Spending much of her college years watching the Oprah Winfrey Show, Lofton took five years’ worth of notes of intellectual sayings and advice. During this time, she said, Oprah had become her intellectual playground.
“Let me put it this way,” Lofton said. “Oprah is your common sense. Oprah isn’t what you think of, since so many of you never think of her. She is how you think.”
Lofton continually referred to Oprah’s Book Club and the Protestant Reformation as two similar experiences.
“The point [of the Book Club] is not to share a close grid of impenetrable texts,” Lofton said. “Rather, the close readings of texts return women to an Oprah way of life.”
The Protestantism of the empire, Lofton said, can be seen all over by the ritual of confession that she demands from every speaker and the way that Winfrey almost requires her readers to reflect inward.
In an episode of the Oprah Winfrey Show with James Frey, author of A Million Little Pieces, Winfrey praises Frey for his honesty about addiction and habits.
One week later, she brought him back on the show because she found out he had lied. The purpose was to indict him for his lies. Several years later, she invited him on the show again to offer a cross-redemption for herself, Lofton said.
“Oprah’s endless point is that the outside world is not the source of your redemption,” Lofton said. “Redemption is to be through your own labor and pain. She wants you to understand the level at which you are.”

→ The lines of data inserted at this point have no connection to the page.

Issue #473, opened 2023-09-21
[VAX-893] Android support current broken.


thruflo:
Was just testing the expo and RN examples in Android. Both throw this error:

`Queries can be performed using SQLiteDatabase query or rawQuery methods only.`

There's a few results online, e.g.: [https://www.b4x.com/android/forum/threads/sqlite-and-pragma.16410/](https://www.b4x.com/android/forum/threads/sqlite-and-pragma.16410/)

Needs more investigation but seems like we need to change the functions we're using to execute SQL statements. This currently blocks anything working on Android.

<sub>From [SyncLinear.com](https://synclinear.com) | [VAX-893](https://linear.app/electric-sql/issue/VAX-893/android-support-current-broken)</sub>

balegas:
We've identified the cause. There is a fix already available for Expo, but we need to investigate RN driver

kevin-dp:
Additional details can be found here:
[](https://github.com/expo/expo/issues/24283)

balegas:
We now have Expo working, but still missing React Native

kevin-dp:
> We now have Expo working, but still missing React Native

Actually, expo-sqlite pushed a workaround but we are not yet using it.

kevin-dp:
This was fixed in https://github.com/electric-sql/electric/pull/592 and is now released in electric-sql v0.7.0.

PR #592, opened 2023-10-25
fix(client): modify expo-sqlite driver to work on Android

kevin-dp:
This PR addresses #473 for expo applications running on Android.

Lofton feels that this reflects the process used in the 18th and 19th centuries, when evangelicals would do this to those who had done things against them.
Comparing the methods of textual communities in Christianity, Lofton also mentioned the methods used by Winfrey.
“The Bible became a site of debate in creativity,” she said. “In the American context, the question for church authority has been how to police the borders of textual communities.”
Lofton began to smile.
“In the Book Club context, Oprah constructs this territory of careful authority and sensible democracy,” she said. “Throughout the book-club conversation, Winfrey’s driving want is to create connection.”
The personalization and sense of identity that members of Oprah’s Book Club feel is what creates the textual community that Lofton refers to. The debate and discussion forms a bond between not only Winfrey and her readers, but her readers and each other as well.
“Reading the Oprah way is to read with the intent to solve the reader’s dilemma,” Lofton said. “In the empire of Oprah, the reader is always her, who ... is always you.”